The philosophy of a therapeutic community is central to the Sanctuary Model . The Sanctuary Model challenges organizations to reexamine their basic assumptions concerning the extent to which social service environments promote safety and nonviolence across physical, psychological, social, and moral domains. As such, the intervention is aimed both at strengthening the therapeutic community environment and at empowering people to influence their own lives and communities in positive ways. The core values of a therapeutic community are: the community itself is the most influential factor on treatment; clients are responsible for much of their own treatment; the operation and management of the community should be more democratic than authoritarian; and clients can facilitate each others’ treatment.

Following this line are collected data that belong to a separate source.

Issue #462, opened 2021-11-22
Provide event to handle `turbo-frame` hitting a `NetworkError` when fetching


romaricpascal:
At the moment, if a `turbo-frame` cannot make its request to the server due to a network issue, there is no way to provide feedback to users as the error gets only logged to the console and not surfaced anywhere. No `before-fetch-response` gets triggered as, well..., there was indeed no response. 

It'd be great if the frame would dispatch a `turbo:fetch-error` event (or similarly named) to let the page add some rendering.

For now, this can be achieved through the following, but requires some very far reaching overriding:
```js
const frame = document.createElement("turbo-frame");
const controllerPrototype = Object.getPrototypeOf(frame.delegate);
const originalRequestErrored = controllerPrototype.requestErrored;
controllerPrototype.requestErrored = function (request, error) {
  console.log('Network error', this.element, 'Dispatching event');
  this.element.dispatchEvent(new CustomEvent('turbo:fetch-error', {
    bubbles: true,
    cancelable: true,
    detail: {request,error}
  }));
  return originalRequestErrored.apply(this, arguments);
};
```

To harmonize error handling, it may also be worth dispatching this event when the response is not a success, though that could be easily achieved by library users through:

```js
document.addEventListener('turbo:before-fetch-response', (event) => {
  if (!event.detail.fetchResponse.response.ok) {
    event.target.dispatchEvent(new CustomEvent('turbo:fetch-error', {
      bubbles: true,
      cancelable: true,
      detail: event.detail
    }))
  }
});
```

I'm not familiar if this would translate to Turbo drive as well, I'd guess there must be some place it needs to handle fetch errors too.

corporealfunk:
I agree that this would be useful. It would be nice to be able access the fact that the network failed when we set the ```src``` attribute on a frame. Homegonizing errors would be nice too instead of having to listen for ```submit-end``` and also ```before-fetch-response```.

Issue #460, opened 2021-11-21
Feature Request: Ability to access fetch errors when the network or server is unreachable during GET requests


corporealfunk:
In the case where a fetch request fails because the network or remote server is unreachable, a NetworkError is thrown and logged in the console (as well as the uncaught in promise error). If the fetch request was created because of a form POST, turbo:submit-end is also dispatched and developers can access the submit state and error message via the dispatched event.

However, other actions that may cause Turbo to create a fetch GET request that then fails because the network is unreachable (for example, programmatically setting a turbo frame src attribute, or using a form with GET instead of POST) do not dispatch any turbo:* events at all and developers do not have the ability to programmatically respond to the network error.

Could these types of failures always dispatch a turbo event, not just in the case of a form submission?

seanpdoyle:
As of https://github.com/hotwired/turbo/pull/424, `<form method="get">` submissions will fire a `turbo:submit-start` and `turbo:submit-end` event. The `turbo:submit-end` has HTTP response information in the `event.detail`.

Outside of that, would attaching listeners for [`turbo:before-fetch-request`](https://turbo.hotwired.dev/reference/events) events suit your needs?

corporealfunk:
#424 looks like it will work for my use case.

```turbo:before-fetch-request``` dispatches an event that only contains the fetchOptions regarding what is _about to be fetched_, and happens too early in the fetch lifecycle to contain any information about a network failure or unavailable server.

seanpdoyle:
@corporealfunk you're correct in that. What I meant to share was the `turbo:before-fetch-response` event that's a companion to the request. That should fire for a Visit, a Form Submission, and event a Frame navigation.

tleish:
@seanpdoyle - I think `turbo:before-fetch-response` is the appropriate location, as long as the listener can call `event.preventDefault()` to stop the application from rendering an error page so you can show a custom message.

As of right now, this does not fire on a network connection is lost for Visit using the following steps:
- Add Turbo event listener for `turbo:before-fetch-response`
- Load page with turbo
- Chrome > Developer Tools > Network Tab > Change Throttling to "Offline"
- Click on link

`turbo:before-fetch-response` is not called. 

FYI, similar request in [#460](https://github.com/hotwired/turbo/issues/462)

corporealfunk:
I'm actually going to reopen this. My previous use case was satisfied with the merge of PR #424, but I have another use case now where Turbo doesn't seem to expose fetch error states like NetworkError:

[...]

PR #640, opened 2022-07-20
Add turbo:fetch-request-error event on frame and form network errors

srt32:
closes https://github.com/hotwired/turbo/issues/462 and possible https://github.com/hotwired/turbo/issues/460

This PR adds a new event called `turbo:fetch-error` that dispatches
when a form or frame fetch request errors.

The Sanctuary Model adds to these values an emphasis on creating a ‘‘living-learning environment’’ which is physically, psychologically, socially, and morally safe for both clients and staff. Establishing and maintaining a therapeutic community in the Sanctuary Model requires an active process of breaking down institutional, societal, professional, and communication barriers that isolate administrators, staff and clients. Simultaneously, the re-building process involves consciously learning new ways to relate as interdependent community members, creating and modeling healthy and supportive relationships between individuals, and developing an atmosphere of hope and non-violence.
A fundamental aim of the Sanctuary Model is to assist all kinds of organizations in the process of becoming trauma-responsive. A trauma-responsive environment deliberately sets about to minimize the risk of making things worse for the individuals or families who have experienced trauma and maximize the possibility of improvement while helping to guarantee safety and even recovery, for the workforce involved in providing services. Leadership training and development, skills for teamwork, cross-collaboration, and system integration all require time and sufficient freedom from immediate stress for the brains and minds of participants to engage in innovative and strategic change. Some of the greatest challenges to organizational change are the ethical problems and moral dilemmas that are rarely addressed in social service and health care environments when demands for productivity clash with patient care, even though those dilemmas powerfully impact the people delivering services as well as the clients receiving services (Bloom & Farragher, 2010; Pope, 2015). Some examples of where the allocation of resources that enables successful culture change includes all child welfare organizations including those involved with foster care; school settings where we know already there are likely to be high levels of ACEs among the children; hospital-based violence intervention programs, substance abuse programs, mental health delivery organizations, and juvenile and adult justice settings of all kinds. It is not sufficient for such organizations and systems to be trauma-informed. They need the resource allocation and leadership that enables them to become trauma-responsive.
Additionally, a trauma-responsive environment would create a dense network of connection with community resources who could provide actual trauma-specific treatment so that true recovery from traumatic experience is possible.
Bloom, S. L. (2016). "Advancing a national cradle-to-grave-to-cradle public health agenda." Journal of Trauma & Dissociation 17(4): 383-396.
Bloom, S. L. and B. Farragher (2010). Destroying sanctuary: The crisis in human service delivery systems. New York, Oxford University Press.
Pope, K. S. (2015). "Steps to strengthen ethics in organizations: Research findings, ethics placebos and what works." Journal of Trauma & Dissociation 16(null): 139-152.